[What is being asked] Search each line below for "options", then return the lines where it appears.

(Collection entries)
-------

PR #624, opened 2022-07-05
options/bsd: Add fstab.h header

Dennisbonke:

### DIFF
--- a/options/bsd/include/fstab.h
+++ b/options/bsd/include/fstab.h
@@ -1,0 +1,23 @@
+#ifndef _FSTAB_H
+#define _FSTAB_H
+
+#define _PATH_FSTAB "/etc/fstab"
+#define FSTAB "/etc/fstab"
+
+#define FSTAB_RW "rw"
+#define FSTAB_RQ "rq"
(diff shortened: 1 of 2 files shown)


options/bsd/include/fstab.h
```diff
@@ -0,0 +1,23 @@
...
+	char *fs_spec;
+	char *fs_file;
+	char *fs_vfstype;
+	char *fs_mntops;
+	const char *fs_type;
+	int fs_freq;
+	int fs_passno;
+};
+
+#endif // _FSTAB_H
```
ArsenArsen, line 23: Don't add C++-style comments in public interfaces.

ArsenArsen (changes requested):
What programs include this header in order to not use getfsent and friends?

Dennisbonke:
> What programs include this header in order to not use getfsent and friends?

`libsanitizers` makes use of this header.

ArsenArsen:
Looks like it's only used to determine the size of this header (couldn't the gcc devs come up with a better way to enumerate the systems structs?)

Geertiebear (approved):
LGTM.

-------

[Solution to the problem]
options/bsd: Add fstab.h header
--- a/options/bsd/include/fstab.h
+++ b/options/bsd/include/fstab.h
options/bsd/include/fstab.h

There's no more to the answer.